■ **YOUR TASK**:
Where does the word "proxyfile" occur in the data below? Copy each line that holds it.

** PROVIDED DATA follows **

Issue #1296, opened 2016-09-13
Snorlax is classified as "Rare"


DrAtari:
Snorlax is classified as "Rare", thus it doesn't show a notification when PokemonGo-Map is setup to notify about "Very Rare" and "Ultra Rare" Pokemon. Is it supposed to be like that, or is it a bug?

** End of PROVIDED DATA **
** PROVIDED DATA follows **

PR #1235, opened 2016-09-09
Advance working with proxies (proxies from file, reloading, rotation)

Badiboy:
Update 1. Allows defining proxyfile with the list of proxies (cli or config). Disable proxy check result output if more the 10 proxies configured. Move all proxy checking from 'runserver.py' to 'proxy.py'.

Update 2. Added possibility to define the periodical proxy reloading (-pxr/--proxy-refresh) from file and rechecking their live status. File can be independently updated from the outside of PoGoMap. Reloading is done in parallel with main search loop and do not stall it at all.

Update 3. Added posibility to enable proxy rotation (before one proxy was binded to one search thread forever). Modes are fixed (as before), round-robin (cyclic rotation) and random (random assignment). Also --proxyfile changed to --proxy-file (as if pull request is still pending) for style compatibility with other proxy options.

** End of PROVIDED DATA **
** PROVIDED DATA follows **

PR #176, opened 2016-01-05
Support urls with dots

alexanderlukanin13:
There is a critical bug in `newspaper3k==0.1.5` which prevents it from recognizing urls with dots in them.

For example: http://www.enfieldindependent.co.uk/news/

** End of PROVIDED DATA **

■ **TASK ANSWER**:
Update 1. Allows defining proxyfile with the list of proxies (cli or config). Disable proxy check result output if more the 10 proxies configured. Move all proxy checking from 'runserver.py' to 'proxy.py'.
Update 3. Added posibility to enable proxy rotation (before one proxy was binded to one search thread forever). Modes are fixed (as before), round-robin (cyclic rotation) and random (random assignment). Also --proxyfile changed to --proxy-file (as if pull request is still pending) for style compatibility with other proxy options.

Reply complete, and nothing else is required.